* **SUPPLIED DATA**:

■ ■ ■ ■ ■ ■ ■

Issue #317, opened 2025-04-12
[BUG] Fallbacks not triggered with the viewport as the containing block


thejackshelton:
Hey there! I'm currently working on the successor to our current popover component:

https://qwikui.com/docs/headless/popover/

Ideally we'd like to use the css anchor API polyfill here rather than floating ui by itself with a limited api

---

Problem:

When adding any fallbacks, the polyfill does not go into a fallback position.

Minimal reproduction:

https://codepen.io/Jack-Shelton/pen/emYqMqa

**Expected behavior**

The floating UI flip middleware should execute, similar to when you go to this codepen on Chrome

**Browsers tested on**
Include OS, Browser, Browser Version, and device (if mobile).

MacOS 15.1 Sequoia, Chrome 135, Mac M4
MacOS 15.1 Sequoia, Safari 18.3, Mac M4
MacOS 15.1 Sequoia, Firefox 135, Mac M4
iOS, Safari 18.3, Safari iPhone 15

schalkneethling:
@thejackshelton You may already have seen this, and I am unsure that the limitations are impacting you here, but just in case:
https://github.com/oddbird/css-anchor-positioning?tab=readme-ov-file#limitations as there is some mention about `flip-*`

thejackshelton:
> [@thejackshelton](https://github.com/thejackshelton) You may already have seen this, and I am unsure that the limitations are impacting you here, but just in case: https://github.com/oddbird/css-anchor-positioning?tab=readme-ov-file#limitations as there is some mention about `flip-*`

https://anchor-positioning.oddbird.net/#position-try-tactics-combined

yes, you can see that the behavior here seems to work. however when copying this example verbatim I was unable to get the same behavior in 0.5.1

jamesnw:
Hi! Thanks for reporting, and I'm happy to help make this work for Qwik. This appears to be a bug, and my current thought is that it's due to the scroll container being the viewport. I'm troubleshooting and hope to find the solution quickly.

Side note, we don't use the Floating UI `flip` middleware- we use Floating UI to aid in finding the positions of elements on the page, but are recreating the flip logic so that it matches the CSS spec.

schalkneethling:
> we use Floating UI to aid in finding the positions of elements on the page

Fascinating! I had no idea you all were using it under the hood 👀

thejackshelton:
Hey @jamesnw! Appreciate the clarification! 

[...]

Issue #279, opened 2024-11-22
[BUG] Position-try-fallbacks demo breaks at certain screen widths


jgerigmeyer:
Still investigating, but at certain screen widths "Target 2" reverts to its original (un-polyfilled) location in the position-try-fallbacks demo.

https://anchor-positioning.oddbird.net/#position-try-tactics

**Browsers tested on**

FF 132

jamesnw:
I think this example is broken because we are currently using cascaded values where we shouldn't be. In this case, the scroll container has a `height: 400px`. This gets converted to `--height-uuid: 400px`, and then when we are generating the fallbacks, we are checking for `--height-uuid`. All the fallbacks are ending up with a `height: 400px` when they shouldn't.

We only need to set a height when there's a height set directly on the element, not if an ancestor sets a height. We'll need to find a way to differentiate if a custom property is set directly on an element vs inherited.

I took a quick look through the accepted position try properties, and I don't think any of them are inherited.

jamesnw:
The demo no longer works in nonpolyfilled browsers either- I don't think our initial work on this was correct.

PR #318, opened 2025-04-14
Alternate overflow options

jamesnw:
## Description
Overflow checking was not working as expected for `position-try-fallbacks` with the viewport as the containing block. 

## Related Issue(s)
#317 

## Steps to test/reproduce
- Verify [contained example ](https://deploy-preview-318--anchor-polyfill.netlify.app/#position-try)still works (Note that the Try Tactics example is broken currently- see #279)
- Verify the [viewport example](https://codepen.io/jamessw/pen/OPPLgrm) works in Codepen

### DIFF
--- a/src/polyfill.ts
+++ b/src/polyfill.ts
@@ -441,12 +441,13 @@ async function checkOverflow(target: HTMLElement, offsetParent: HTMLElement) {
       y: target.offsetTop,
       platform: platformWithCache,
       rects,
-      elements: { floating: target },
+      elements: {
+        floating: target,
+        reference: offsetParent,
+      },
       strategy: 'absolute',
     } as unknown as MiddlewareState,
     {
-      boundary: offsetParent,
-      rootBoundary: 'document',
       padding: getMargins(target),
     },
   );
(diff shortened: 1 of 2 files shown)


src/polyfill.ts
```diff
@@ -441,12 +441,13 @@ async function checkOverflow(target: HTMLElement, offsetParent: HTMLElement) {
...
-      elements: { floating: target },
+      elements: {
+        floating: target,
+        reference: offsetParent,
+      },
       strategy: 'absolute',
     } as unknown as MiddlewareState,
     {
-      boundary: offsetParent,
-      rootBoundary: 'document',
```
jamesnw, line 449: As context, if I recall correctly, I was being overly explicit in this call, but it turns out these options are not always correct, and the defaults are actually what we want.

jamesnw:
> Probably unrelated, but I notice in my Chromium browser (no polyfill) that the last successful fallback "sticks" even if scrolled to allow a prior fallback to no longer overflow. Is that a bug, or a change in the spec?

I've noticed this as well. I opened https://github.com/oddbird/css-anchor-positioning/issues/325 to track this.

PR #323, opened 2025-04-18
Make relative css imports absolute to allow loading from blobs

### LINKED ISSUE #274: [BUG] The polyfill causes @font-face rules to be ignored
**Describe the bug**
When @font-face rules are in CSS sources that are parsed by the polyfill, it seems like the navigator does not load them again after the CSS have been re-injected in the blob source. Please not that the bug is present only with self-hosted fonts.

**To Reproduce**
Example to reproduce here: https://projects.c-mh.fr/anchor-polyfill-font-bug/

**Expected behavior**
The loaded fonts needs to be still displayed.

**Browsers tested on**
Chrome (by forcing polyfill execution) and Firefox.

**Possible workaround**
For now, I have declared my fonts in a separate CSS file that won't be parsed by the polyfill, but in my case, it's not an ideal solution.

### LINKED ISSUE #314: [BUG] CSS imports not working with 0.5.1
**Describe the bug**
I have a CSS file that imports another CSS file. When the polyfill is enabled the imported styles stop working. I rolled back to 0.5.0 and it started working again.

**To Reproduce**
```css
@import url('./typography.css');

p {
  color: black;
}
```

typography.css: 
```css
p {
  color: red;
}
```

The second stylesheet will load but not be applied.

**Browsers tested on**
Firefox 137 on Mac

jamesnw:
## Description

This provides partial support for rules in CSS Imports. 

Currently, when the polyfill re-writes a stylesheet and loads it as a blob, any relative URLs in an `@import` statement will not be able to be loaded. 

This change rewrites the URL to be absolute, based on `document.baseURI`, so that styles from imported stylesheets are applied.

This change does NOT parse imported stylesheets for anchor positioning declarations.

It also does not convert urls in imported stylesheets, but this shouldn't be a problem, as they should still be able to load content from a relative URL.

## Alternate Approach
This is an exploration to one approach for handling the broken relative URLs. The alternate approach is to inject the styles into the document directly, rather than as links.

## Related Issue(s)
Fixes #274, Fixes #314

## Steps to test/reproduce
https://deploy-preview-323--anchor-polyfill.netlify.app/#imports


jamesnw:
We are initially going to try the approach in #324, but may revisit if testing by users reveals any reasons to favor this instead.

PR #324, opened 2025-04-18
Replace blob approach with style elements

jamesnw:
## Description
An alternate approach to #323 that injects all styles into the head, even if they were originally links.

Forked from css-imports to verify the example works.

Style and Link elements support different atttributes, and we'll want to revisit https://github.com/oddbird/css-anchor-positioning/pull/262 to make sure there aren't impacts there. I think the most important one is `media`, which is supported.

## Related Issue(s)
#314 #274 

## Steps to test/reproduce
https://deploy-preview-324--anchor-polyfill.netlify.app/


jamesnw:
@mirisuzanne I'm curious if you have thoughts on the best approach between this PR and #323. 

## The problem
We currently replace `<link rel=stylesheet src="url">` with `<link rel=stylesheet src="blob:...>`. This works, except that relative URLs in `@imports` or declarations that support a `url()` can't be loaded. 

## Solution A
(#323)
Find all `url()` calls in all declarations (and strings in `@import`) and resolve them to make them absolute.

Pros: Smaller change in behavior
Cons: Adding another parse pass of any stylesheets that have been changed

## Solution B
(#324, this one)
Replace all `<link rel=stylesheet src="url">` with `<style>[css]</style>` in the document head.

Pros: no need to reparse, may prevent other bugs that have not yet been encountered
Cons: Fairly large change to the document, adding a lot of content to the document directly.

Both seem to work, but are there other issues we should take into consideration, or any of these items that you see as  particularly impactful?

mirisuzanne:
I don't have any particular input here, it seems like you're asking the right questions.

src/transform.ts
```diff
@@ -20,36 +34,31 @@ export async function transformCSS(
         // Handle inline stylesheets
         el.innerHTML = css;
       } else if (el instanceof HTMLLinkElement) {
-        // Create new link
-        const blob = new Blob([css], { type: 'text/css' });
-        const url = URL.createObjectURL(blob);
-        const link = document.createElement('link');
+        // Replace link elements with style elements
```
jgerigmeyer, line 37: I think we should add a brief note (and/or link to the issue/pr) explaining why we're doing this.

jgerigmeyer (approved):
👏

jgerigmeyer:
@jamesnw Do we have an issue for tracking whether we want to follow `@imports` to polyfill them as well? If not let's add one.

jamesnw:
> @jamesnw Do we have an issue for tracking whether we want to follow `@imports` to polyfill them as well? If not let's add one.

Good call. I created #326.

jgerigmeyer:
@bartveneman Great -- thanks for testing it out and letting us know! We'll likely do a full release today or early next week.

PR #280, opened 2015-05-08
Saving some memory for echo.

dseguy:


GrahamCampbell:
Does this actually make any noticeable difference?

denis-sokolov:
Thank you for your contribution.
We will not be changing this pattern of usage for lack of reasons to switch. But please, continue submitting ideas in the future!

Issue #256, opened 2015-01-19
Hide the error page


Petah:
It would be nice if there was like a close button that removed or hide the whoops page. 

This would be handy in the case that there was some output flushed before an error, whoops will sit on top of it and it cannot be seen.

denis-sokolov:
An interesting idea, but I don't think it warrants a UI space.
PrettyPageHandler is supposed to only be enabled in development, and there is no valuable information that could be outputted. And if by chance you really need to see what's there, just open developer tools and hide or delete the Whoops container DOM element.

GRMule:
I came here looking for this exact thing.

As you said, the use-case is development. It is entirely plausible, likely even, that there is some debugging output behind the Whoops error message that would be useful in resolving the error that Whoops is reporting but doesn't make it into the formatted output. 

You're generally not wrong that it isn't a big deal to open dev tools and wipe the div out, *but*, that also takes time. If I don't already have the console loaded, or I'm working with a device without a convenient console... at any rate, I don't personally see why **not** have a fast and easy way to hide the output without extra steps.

■ ■ ■ ■ ■ ■ ■

* **WORK INSTRUCTION**: The range runs from the line above containing "- Verify [contained" to the line containing "I've noticed this", inclusive. Restate those lines word for word and no others.

* **EXPECTED OUTPUT**:
- Verify [contained example ](https://deploy-preview-318--anchor-polyfill.netlify.app/#position-try)still works (Note that the Try Tactics example is broken currently- see #279)
- Verify the [viewport example](https://codepen.io/jamessw/pen/OPPLgrm) works in Codepen

### DIFF
--- a/src/polyfill.ts
+++ b/src/polyfill.ts
@@ -441,12 +441,13 @@ async function checkOverflow(target: HTMLElement, offsetParent: HTMLElement) {
       y: target.offsetTop,
       platform: platformWithCache,
       rects,
-      elements: { floating: target },
+      elements: {
+        floating: target,
+        reference: offsetParent,
+      },
       strategy: 'absolute',
     } as unknown as MiddlewareState,
     {
-      boundary: offsetParent,
-      rootBoundary: 'document',
       padding: getMargins(target),
     },
   );
(diff shortened: 1 of 2 files shown)


src/polyfill.ts
```diff
@@ -441,12 +441,13 @@ async function checkOverflow(target: HTMLElement, offsetParent: HTMLElement) {
...
-      elements: { floating: target },
+      elements: {
+        floating: target,
+        reference: offsetParent,
+      },
       strategy: 'absolute',
     } as unknown as MiddlewareState,
     {
-      boundary: offsetParent,
-      rootBoundary: 'document',
```
jamesnw, line 449: As context, if I recall correctly, I was being overly explicit in this call, but it turns out these options are not always correct, and the defaults are actually what we want.

jamesnw:
> Probably unrelated, but I notice in my Chromium browser (no polyfill) that the last successful fallback "sticks" even if scrolled to allow a prior fallback to no longer overflow. Is that a bug, or a change in the spec?

I've noticed this as well. I opened https://github.com/oddbird/css-anchor-positioning/issues/325 to track this.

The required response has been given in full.